Secret Use of Large Language Model (LLM)
Zhiping Zhang, Chenxinran Shen, Bingsheng Yao, Dakuo Wang, and Tianshi Li
CSCW 2025 The advancements of Large Language Models (LLMs) have decentralized the responsibility for the transparency of AI usage. Specifically, LLM users are now encouraged or required to disclose the use of LLM-generated content for varied types of real-world tasks. However, an emerging phenomenon, users’ secret use of LLMs, raises challenges in ensuring end users adhere to the transparency requirement. Our study used mixed-methods with an exploratory survey (125 real-world secret use cases reported) and a controlled experiment among 300 users to investigate the contexts and causes behind the secret use of LLMs. We found that such secretive behavior is often triggered by certain tasks, transcending demographic and personality differences among users. Task types were found to affect users’ intentions to use secretive behavior, primarily through influencing of perceived external judgment regarding LLM usage. Our results yield important insights for future work on designing interventions to encourage more transparent disclosure of LLM/AI use.

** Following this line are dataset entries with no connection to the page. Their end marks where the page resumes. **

PR #594, opened 2022-08-02
fix(blade): checkbox errorText alignment

anuraghazra:
Changes in this PR

- Updated errorText placement.
- Added new FormGroup component which will handle error, success, help text rendering.


packages/blade/src/components/Checkbox/Checkbox.tsx
```diff
@@ -177,33 +177,34 @@ const Checkbox = ({
...
+        <CheckboxIcon
+          isChecked={state.isChecked}
+          isIndeterminate={isIndeterminate}
+          isDisabled={_isDisabled}
+          isNegative={_hasError}
+        />
+        <Box>
+          <CheckboxLabelText>{children}</CheckboxLabelText>
+          {showSupportingText && (
+            <SupportingText id={ids?.helpTextId} variant="help">
```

PrivacyLens: Evaluating Privacy Norm Awareness of Language Models in Action
Yijia Shao, Tianshi Li, Weiyan Shi, Yanchen Liu, and Diyi Yang
NeurIPS 2024 As language models (LMs) gain agency in personal communication, ensuring privacy compliance is critical but hard to evaluate. We introduce PrivacyLens, a framework that expands privacy-sensitive seeds into vignettes and trajectories for multi-level privacy risk assessment. Testing GPT-4 and Llama-3-70B, we find sensitive information leakage in 25.68% and 38.69% of cases, even with privacy prompts. PrivacyLens also supports dynamic red-teaming through trajectory variations.

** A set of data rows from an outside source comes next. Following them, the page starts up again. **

PR #595, opened 2022-08-02
docs: add `Badge` API decisions

chaitanyadeorukhkar:
### [View Formatted Decisions](https://github.com/razorpay/blade/blob/docs/badge-decisions/packages/blade/src/components/Badges/_decisions/decisions.md)


packages/blade/src/components/Badges/_decisions/decisions.md
```diff
@@ -0,0 +1,61 @@
...
+- Should we call it `labelWeight`, `labelStyle` or `fontWeight`, `fontStyle` or `textWeight`, `textStyle`?
+- Should we call it `variant` or `intent`?
+- What should be the default `variant`? Kept it as `neutral` for now since it seems more _neutral_ and appropriate
+- Scope of A11y?
+  - NA
+
+#### Design
+- Do we need badges where the text can overflow? Ref: [Mantine Badge](https://mantine.dev/core/badge/#full-width-and-overflow)
+- Do we need to support icon only badges?
+- Should we auto-capitalize label when `labelWeight` is bold?
```
chaitanyadeorukhkar, line 50: @saurav12 would need your help on these. I've also added these comments on Figma

packages/blade/src/components/Badges/_decisions/decisions.md
```diff
@@ -0,0 +1,61 @@
...
+</Badge>
+```
+
+## Open Questions
+#### Dev
+- Should the label be automatically capitalized when `labelWeight` is `bold`
+- Should we call it `labelWeight`, `labelStyle` or `fontWeight`, `fontStyle` or `textWeight`, `textStyle`?
+- Should we call it `variant` or `intent`?
+- What should be the default `variant`? Kept it as `neutral` for now since it seems more _neutral_ and appropriate
+- Scope of A11y?
```
chaitanyadeorukhkar, line 44: @anuraghazra I don't think we explicitly need to do anything here. Do you think we might need to do something extra?

packages/blade/src/components/Badges/_decisions/decisions.md
```diff
@@ -0,0 +1,61 @@
...
+  labelWeight='bold'
+>
+  New
+</Badge>
+```
+
+## Open Questions
+#### Dev
+- Should the label be automatically capitalized when `labelWeight` is `bold`
+- Should we call it `labelWeight`, `labelStyle` or `fontWeight`, `fontStyle` or `textWeight`, `textStyle`?
```
saurabhdaware, line 41: I like `fontStyle` and `fontWeight` as it is similar to css properties.

What is the standard in other components?

packages/blade/src/components/Badges/_decisions/decisions.md
```diff
@@ -0,0 +1,61 @@
...
+  labelStyle='italic' 
+  labelWeight='bold'
+>
+  New
+</Badge>
+```
+
+## Open Questions
+#### Dev
+- Should the label be automatically capitalized when `labelWeight` is `bold`
```
saurabhdaware, line 40: This is design question no?

packages/blade/src/components/Badges/_decisions/decisions.md
```diff
@@ -0,0 +1,61 @@
...
+- Should we call it `labelWeight`, `labelStyle` or `fontWeight`, `fontStyle` or `textWeight`, `textStyle`?
+- Should we call it `variant` or `intent`?
```
saurabhdaware, line 42: +1 to `variant` since that is the one used in `Alert` component. Not sure which one is used in other components. Do we use `intent` anywhere else?

packages/blade/src/components/Badges/_decisions/decisions.md
```diff
@@ -0,0 +1,61 @@
...
+
+## Design
+- [Figma - Badge](https://www.figma.com/file/jubmQL9Z8V7881ayUD95ps/Blade---Payment-Light?node-id=8110%3A417)
+
+
+## API
+
+| Prop | Type | Required | Default | Description |
+|---|---|---|---|---|
+| variant | `positive`,`negative`, `notice`, `information`, `neutral` | No | `neutral` | The variant of the badge to be rendered. |
```
saurabhdaware, line 14:
```suggestion
| variant | `positive`,`negative`, `notice`, `info`, `neutral` | No | `neutral` | The variant of the badge to be rendered. |
```

can we make this `info`? Alert has `info`

chaitanyadeorukhkar: Our tokens have `information`. BaseButton & Link `intent` has `information`. We should keep it similar everywhere. @divyanshu013 should we make it `information` for Alert?

packages/blade/src/components/Badges/_decisions/decisions.md
chaitanyadeorukhkar: Yup. Added in both places by mistake 🙈

chaitanyadeorukhkar: Yup. Added in both places by mistake 🙈

packages/blade/src/components/Badges/_decisions/decisions.md
chaitanyadeorukhkar: We're using a prop called `intent` that can be `positive`, `negative`, `neutral`, `information`, `notice` for `BaseButton` & `BaseLink`

- [BaseButton API](https://github.com/razorpay/blade/blob/master/packages/blade/src/components/Button/_decisions/decisions.md#basebutton-api)
- [BaseLink API](https://github.com/razorpay/blade/blob/master/packages/blade/src/components/Link/_decisions/decisions.md#baselink-api)

chaitanyadeorukhkar: cc: @divyanshu013 another possible decision that we need to take for both `Badge` & `Alert`. Calling it `variant` or `intent`?

packages/blade/src/components/Badges/_decisions/decisions.md
chaitanyadeorukhkar: On further digging. Should we make the aria-role as `status`. It acts as a `live-region`

Ref: 
- https://www.w3.org/TR/wai-aria-1.1/#status
- https://www.w3.org/WAI/WCAG21/Techniques/aria/ARIA22#example-2-updating-the-shopping-cart-status
- https://developer.mozilla.org/en-US/docs/Web/Accessibility/ARIA/Roles/status_role

packages/blade/src/components/Badges/_decisions/decisions.md
divyanshu013: I think we can call it `variant` which is a more conventional prop in design libraries. `intent` could be kept for internal components and props which we aren't exposing to users.

Regardless, we should keep it consistent b/w all exported components.

packages/blade/src/components/Badges/_decisions/decisions.md
chaitanyadeorukhkar: @saurabhdaware Divyanshu changed it to `information` on Alert. Lets stick to `information` since the convention would be similar across components and design

packages/blade/src/components/Badges/_decisions/decisions.md
chaitanyadeorukhkar: There would be a possibility that we might expose `intent` as a prop on Button to our consumers when use-cases pop up.  This means at that point, we will have `variant` & `intent` on Button where `intent` will be similar to `variant` of Alert & Badge. 

I agree variant seems more conventional for Badge & Alert but if we're treating `positive`, `negative`, `information`, etc. as _intents_ (intentions) then why not call it `intent` on Badge & Alert as well?

divyanshu013: We have a `variant` on button for primary, etc. So variant on some components and intent on some could also be a point of confusion. On some libraries they have separate prop for controlling the color part (which we're doing with intent).

divyanshu013: Let's add the points we discussed and the final call for historical purposes :)

packages/blade/src/components/Badges/_decisions/decisions.md
```diff
@@ -0,0 +1,60 @@
...
+- Should we call it `labelWeight`, `labelStyle` or `fontWeight`, `fontStyle` or `textWeight`, `textStyle`?
+- Should we call it `variant` or `intent`?
+- What should be the default `variant`? Kept it as `neutral` for now since it seems more _neutral_ and appropriate
+- Scope of A11y?
+  - NA
+
+#### Design
+- Do we need badges where the text can overflow? Ref: [Mantine Badge](https://mantine.dev/core/badge/#full-width-and-overflow)
+- Do we need to support icon only badges?
+- Should we auto-capitalize label when `labelWeight` is bold?
```
divyanshu013, line 49: I think, not on dev side, keeping control for users.

packages/blade/src/components/Badges/_decisions/decisions.md
divyanshu013: I think if we're considering icon only badges then a label would definitely be needed

packages/blade/src/components/Badges/_decisions/decisions.md
```diff
@@ -0,0 +1,60 @@
...
+```jsx
+import { Badge } from '@razorpay/components';
+
+<Badge 
+  variant='positive'
+  contrast='high'
+  icon={InfoIcon} 
+  size='large' 
+  labelStyle='italic' 
+  labelWeight='bold'
```
divyanshu013, line 32: Isn't the code getting autoformatted to use double quotes?

divyanshu013 (commented):
Looks good overall, we can summarize the points from variants discussion and include in doc.

packages/blade/src/components/Badges/_decisions/decisions.md
anuraghazra: Yes icon only badges need that. 

Tho @chaitanyadeorukhkar we don't need role=status in a badge. Mostly badges are static elements. And that Add to cart example is very specific which can be achieved with our announce() function. 

Unfortunately there's not pattern for badges thus better not to invent one.

packages/blade/src/components/Badges/_decisions/decisions.md
```diff
@@ -0,0 +1,77 @@
...
+
+
+## API
+
+| Prop | Type | Default | Description | Required |
+|---|---|---|---|---|
+| children | `string` | `undefined` | The label to be rendered within the badge. | ✅ |
+| variant | `positive`,`negative`, `notice`, `information`, `neutral` | `neutral` | The variant of the badge to be rendered. |  |
+| contrast | `low`, `high` | `low` | The contrast of the badge to be rendered. |  |
+| size | `medium`, `small` | `medium` | The size of the badge to be rendered. |  |
```
nashcheez, line 17: What is the difference b/w the medium and small sizes? Shouldn't the badge wrap its content and have a `max-width`?

packages/blade/src/components/Badges/_decisions/decisions.md
```diff
@@ -0,0 +1,77 @@
...
+- But having `intent` accept semantic only(`positive`, `negative`, `notice`, `information`, & `neutral`) values on BaseButton, BaseLink & Alert and accepting semantic + non-semantic(`purple`, `indigo` or whatever new requirement comes in) values on Badge did not make sense. For such free form values, `variant` prop would make more sense.
+- Now we concluded to use the `variant` prop that accepts semantic + non-semantic values. We would follow this rule: If the prop accepts semantic only values then we would `intent` but if the prop accepts semantic as well as non-semantic values, we would use `variant`
+- The tradeoff right now is that until we get more requirements for non-semantic values, we would have a `variant` prop on Badge that accepts `positive`, `negative`, `notice`, `information`, & `neutral` but we are future-proofing the component by leaving room to accept more non-semantic values.
```
nashcheez, line 66: https://c.tenor.com/ZRZPJ-LJ-D0AAAAd/saturnoir.gif

packages/blade/src/components/Badges/_decisions/decisions.md
chaitanyadeorukhkar: We won't be having icon only badge so this won't be a concern

packages/blade/src/components/Badges/_decisions/decisions.md
chaitanyadeorukhkar: Added

packages/blade/src/components/Badges/_decisions/decisions.md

Zhiping Zhang, Michelle Jia, Hao-Ping (Hank) Lee, Bingsheng Yao, Sauvik Das, Ada Lerner, Dakuo Wang, and Tianshi Li
CHI 2024 The widespread use of Large Language Model (LLM)-based conversational agents (CAs), especially in high-stakes domains, raises many privacy concerns. Building ethical LLM-based CAs that respect user privacy requires an in-depth understanding of the privacy risks that concern users the most. However, existing research, primarily model-centered, does not provide insight into users’ perspectives. To bridge this gap, we analyzed sensitive disclosures in real-world ChatGPT conversations and conducted semi-structured interviews with 19 LLM-based CA users. We found that users are constantly faced with trade-offs between privacy, utility, and convenience when using LLM-based CAs. However, users’ erroneous mental models and the dark patterns in system design limited their awareness and comprehension of the privacy risks. Additionally, the human-like interactions encouraged more sensitive disclosures, which complicated users’ ability to navigate the trade-offs. We discuss practical design guidelines and the needs for paradigmatic shifts to protect the privacy of LLM-based CA users.

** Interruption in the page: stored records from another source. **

PR #604, opened 2022-08-03
fix: button styling for native

chaitanyadeorukhkar:


packages/blade/src/components/Button/BaseButton/BaseButton.tsx
```diff
@@ -144,7 +144,7 @@ const getProps = ({
     fontSize: buttonTypographyTokens.fonts.size[size],
     lineHeight: buttonTypographyTokens.lineHeights[size],
     minHeight: makeSize(buttonMinHeight[size]),
-    iconPadding: hasIcon ? `spacing.${textPadding[size]}` : undefined,
+    iconPadding: hasIcon && children?.trim() ? `spacing.${textPadding[size]}` : undefined,
```
chaitanyadeorukhkar, line 147: We should be adding padding only when there is icon _and_ text. Without this, Icon Only buttons had an extra padding

packages/blade/src/components/Button/BaseButton/BaseButton.tsx
```diff
@@ -354,7 +354,7 @@ const BaseButton = ({
         flexDirection="row"
         alignItems="center"
         justifyContent="center"
-        alignSelf="center"
+        flex={1}
```
chaitanyadeorukhkar, line 357: Need to specify the flex for the content other native would not take up the whole real-estate available within button and restrict content to the top

packages/blade/src/components/Button/BaseButton/StyledBaseButton.native.tsx
```diff
@@ -8,7 +8,10 @@ import { useTheme } from '~components/BladeProvider';
 
 const StyledPressable = styled(Animated.createAnimatedComponent(Pressable))<
   Omit<StyledBaseButtonProps, 'onClick' | 'accessibilityProps'>
->((props) => getStyledBaseButtonStyles(props));
+>((props) => ({
+  ...getStyledBaseButtonStyles(props),
+  alignSelf: 'center',
```
chaitanyadeorukhkar, line 13: Need to let the native button align itself to center otherwise it takes up all the available space and spreads itself

packages/blade/src/components/Button/BaseButton/BaseButton.tsx
anuraghazra: Why is this happening suddenly? Previously it was fine.

chaitanyadeorukhkar: The PR was open for too long, I must've missed checking this on native 🤦‍♂️

anuraghazra (approved):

Human-centered privacy research in the age of large language models
Tianshi Li, Sauvik Das, Hao-Ping (Hank) Lee, Dakuo Wang, Bingsheng Yao, and Zhiping Zhang
CHI 2024 SIG The rise of large language models (LLMs) in user-facing systems has raised significant privacy concerns. Existing research largely focuses on model-centric risks like memorization and inference attacks. We call for more human-centered research on how LLM design impacts user disclosure, privacy preferences, and control. To build usable and privacy-friendly systems, we aim to spark discussion around research agendas, methods, and collaborations across usable privacy, human-AI interaction, NLP, and related fields. This Special Interest Group (SIG) invites diverse researchers to share insights and chart future directions.